PR #267, opened 2023-08-23
Added blackbox likelihoods for `ddm` and `ddm_sdv` models

digicosmos86:
This PR addresses two issues:

1. Have blackbox likelihood defaults for `ddm` and `ddm_sdv` models
2. Added `full_ddm` blackbox likelihood function support
3. Modify default parent behavior. `parent` used to be the first parameter. Now parent is the first regression parameter. If there is no regression, it is the first parameter.

### DIFF
--- a/src/hssm/likelihoods/blackbox.py
+++ b/src/hssm/likelihoods/blackbox.py
@@ -6,16 +6,32 @@ import hddm_wfpt
 import numpy as np
 
 
+def hddm_to_hssm(func):
+    """Make HDDM likelihood function compatible with HSSM."""
+
+    def outer(data: np.ndarray, *args, **kwargs):
+        x = data[:, 0] * np.where(data[:, 1] == 1, 1.0, -1.0).astype(np.float64)
+        size = len(data)
+
+        args_list = [_broadcast(param, size) for param in args]
+        kwargs = {k: _broadcast(param, size) for k, param in kwargs.items()}
+
+        logp = func(x, *args_list, *kwargs)
+        logp = np.where(np.isfinite(logp), logp, -66.1)
+
+        return logp.astype(data.dtype)
+
+    return outer
+
+
+@hddm_to_hssm
 def logp_ddm_bbox(data: np.ndarray, v, a, z, t) -> np.ndarray:
     """Compute blackbox log-likelihoods for ddm models."""
-    x = (data[:, 0] * data[:, 1]).astype(np.float64)
     size = len(data)
-
-    v, a, z, t = [_broadcast(param, size) for param in [v, a, z, t]]
     zeros = np.zeros(size, dtype=np.float64)
 
-    logp = hddm_wfpt.wfpt.wiener_logp_array(
-        x=x,
+    return hddm_wfpt.wfpt.wiener_logp_array(
+        x=data,
         v=v,
         sv=zeros,
         a=a * 2,  # Ensure compatibility with HSSM.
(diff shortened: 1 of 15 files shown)


tests/test_mcmc.py
```diff
@@ -26,14 +32,38 @@ def test_reg_models(data_ddm_reg):
...
+    model1 = hssm.HSSM(data_ddm_reg, a=param_reg)
+    model1.sample(cores=1, chains=1, tune=10, draws=10)
+    model1.sample(sampler="nuts_numpyro", cores=1, chains=1, tune=10, draws=10)
+
+    model2 = hssm.HSSM(data_ddm_reg, loglik_kind="approx_differentiable", a=param_reg)
+    model2.sample(cores=1, chains=1, tune=10, draws=10)
+    model2.sample(sampler="mcmc", cores=1, chains=1, tune=10, draws=10)
 
-    model3 = hssm.HSSM(data_ddm_reg, a=param_reg)
+    model3 = hssm.HSSM(data_ddm_reg, loglik_kind="blackbox", a=param_reg)
```
digicosmos86, line 65: @AlexanderFengler

src/hssm/likelihoods/blackbox.py
```diff
@@ -0,0 +1,87 @@
...
+
+from __future__ import annotations
+
+import hddm_wfpt
+import numpy as np
+
+
+def logp_ddm_bbox(data: np.ndarray, v, a, z, t) -> np.ndarray:
+    """Compute blackbox log-likelihoods for ddm models."""
+    x = (data[:, 0] * data[:, 1]).astype(np.float64)
```
AlexanderFengler, line 11: This step assume -1, 1 coding for choices. (negative rts correspond to -1 choices)
For 0, 1 coding this will break likelihood evaluation.
Do we enforce that actually?

src/hssm/likelihoods/blackbox.py
```diff
@@ -0,0 +1,87 @@
...
+    )
+
+    logp = np.where(np.isfinite(logp), logp, -66.1)
+
+    return logp.astype(data.dtype)
+
+
+def logp_ddm_sdv_bbox(data: np.ndarray, v, a, z, t, sv) -> np.ndarray:
+    """Compute blackbox log-likelihoods for ddm_sdv models."""
+    x = (data[:, 0] * data[:, 1]).astype(np.float64)
```
AlexanderFengler, line 36: same as above

src/hssm/likelihoods/blackbox.py
```diff
@@ -0,0 +1,87 @@
...
+    )
+
+    logp = np.where(np.isfinite(logp), logp, -66.1)
+
+    return logp.astype(data.dtype)
+
+
+def logp_full_ddm(data: np.ndarray, v, a, z, t, sv, sz, st):
+    """Compute blackbox log-likelihoods for full_ddm models."""
+    x = (data[:, 0] * data[:, 1]).astype(np.float64)
```
AlexanderFengler, line 61: same

tests/test_mcmc.py
AlexanderFengler: this is resolved now right?

AlexanderFengler (commented):
few small comments.

src/hssm/likelihoods/blackbox.py
digicosmos86: Maybe we want to enforce that? What was the assumption in HDDM?

AlexanderFengler: It's more that the LAN likelihoods specifically do not enforce this and operate under the assumption that decisions are [0, 1] (if I am not gravely misremembering). 

On the LAN side this is important because that's what the networks are trained on.

For consistency, I think we should stick with `[0, 1]` and just apply the change to `[-1, 1]` inside the blackbox likelihood wrapper for the c-functions. 

We can also allow both on the user-facing side, check for it and apply necessary changes before likelihood construction, but it's probably better to give users strict / simple advice on what to do (supply choices as [0, 1] for 2-choice models) and then stick with it.

AlexanderFengler: To answer the question directly: In `hddm` the guidance was [-1, 1] :).

digicosmos86: Okay I changed this behavior. Now it can deal with both assumptions :)

AlexanderFengler (approved):
ok looks good now!

PR #269, opened 2023-08-29
Fixed a bug in sample_posterior_predictive()

digicosmos86:
The bug originates from the handling of `size` parameter passed to `rng_fn`

### DIFF
--- a/tests/conftest.py
+++ b/tests/conftest.py
@@ -34,7 +34,7 @@ def data_angle():
 def data_ddm_reg():
     # Generate some fake simulation data
     intercept = 0.3
-    x = np.random.uniform(0.5, 0.2, size=1000)
+    x = np.random.uniform(0.5, 0.7, size=1000)
     y = np.random.uniform(0.4, 0.1, size=1000)
 
     v = intercept + 0.8 * x + 0.3 * y
--- a/tests/conftest.py
+++ b/tests/conftest.py
@@ -33,9 +33,9 @@ def data_angle():
 @pytest.fixture(scope="module")
 def data_ddm_reg():
     # Generate some fake simulation data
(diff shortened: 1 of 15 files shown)


tests/conftest.py
```diff
@@ -34,7 +34,7 @@ def data_angle():
 def data_ddm_reg():
     # Generate some fake simulation data
     intercept = 0.3
-    x = np.random.uniform(0.5, 0.2, size=1000)
+    x = np.random.uniform(0.5, 0.7, size=1000)
     y = np.random.uniform(0.4, 0.1, size=1000)
```
AlexanderFengler, line 38: intercept = 1.5
x, y = np.random.uniform(-.5, .5, size = 1000)

tests/test_utils.py
```diff
@@ -64,11 +64,13 @@ def test_get_alias_dict():
 
     assert alias_regression["c(rt, response)"] == "rt,response"
     assert alias_regression["Intercept"] == "v_Intercept"
+    assert alias_regression["x"] == "v_x"
```
AlexanderFengler, line 67: is this test_util still ok after demoting `v` from default parent?

AlexanderFengler (commented):
Looks good just minimal comment!

tests/test_utils.py
digicosmos86: Yep. In this case the parent is still `"v"`. With `alias_regression_a` the parent becomes `"a"` which is why I had to change the tests

tests/conftest.py
digicosmos86: fixed

AlexanderFengler (approved):
ok looks good.

PR #2558, opened 2017-02-16
Makefile: fix race condition in make install-full - v1

jasonish:
Break out the directory creation for install-conf and
install-rules into their own targets to avoid the mkdir
race conditional when these targets are executed in
parallel.

Addresses issue:
https://redmine.openinfosecfoundation.org/issues/1470
which triggered on OSX/macOS.

Prscript:
- PR jasonish-pcap: https://buildbot.openinfosecfoundation.org/builders/jasonish-pcap/builds/89
- PR jasonish: https://buildbot.openinfosecfoundation.org/builders/jasonish/builds/441

### DIFF
--- a/Makefile.am
+++ b/Makefile.am
@@ -14,8 +14,13 @@ install-data-am:
 
 install-full: install install-conf install-rules
 
-install-conf:
+"$(DESTDIR)$(e_sysconfdir)":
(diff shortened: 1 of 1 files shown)


jasonish:
Looking into the windows build issue.

PR #2561, opened 2017-02-16
Makefile: fix race condition in make install-full

jasonish:
Use recursive make for the install process so it
is executed in a predictable order.

Addresses issue:
https://redmine.openinfosecfoundation.org/issues/1470
which triggered on OSX/macOS.

Prscript:
- PR jasonish-pcap: https://buildbot.openinfosecfoundation.org/builders/jasonish-pcap/builds/91
- PR jasonish: https://buildbot.openinfosecfoundation.org/builders/jasonish/builds/443


inliniac:
Merged through #2572, thanks Jason!

PR #2569, opened 2017-02-17
Doc: specified tls buffers that can be used for fast_pattern

counterthreatunit:
also removed lines saying which Suricata version specific buffer support was added


counterthreatunit:
going to fix newline issue and re-submit

PR #2570, opened 2017-02-17
doc: specify TLS buffers that can be used for fast_pattern

counterthreatunit:
also removed lines saying which Suricata version specific buffer support was added


inliniac:
Can you do proper commit message formatting? The requirements are detailed here https://redmine.openinfosecfoundation.org/projects/suricata/wiki/Code_Submission_Quality_Criteria#Commits, esp point 5

counterthreatunit:
OK.  I will re-submit.

PR #2573, opened 2017-02-17
pidfile: fail if the pid file exists - v1

jasonish:
Changes the pidfile check function to fail just on the
existence of the file to address issue
https://redmine.openinfosecfoundation.org/issues/1335
but log a message if the pid file appears to be stale.

Prscript:
- PR jasonish-pcap: https://buildbot.openinfosecfoundation.org/builders/jasonish-pcap/builds/92
- PR jasonish: https://buildbot.openinfosecfoundation.org/builders/jasonish/builds/444

### DIFF
--- a/src/util-pidfile.c
+++ b/src/util-pidfile.c
@@ -89,8 +89,13 @@ void SCPidfileRemove(const char *pid_filename)
 }
 
 /**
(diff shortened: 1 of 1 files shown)


inliniac:
Merged through #2592, thanks Jason!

□ □ □ □

DIRECTIONS:
In the entries above, find every line with the word "behavior" and list it.

REPLY TO THE TASK:
3. Modify default parent behavior. `parent` used to be the first parameter. Now parent is the first regression parameter. If there is no regression, it is the first parameter.
digicosmos86: Okay I changed this behavior. Now it can deal with both assumptions :)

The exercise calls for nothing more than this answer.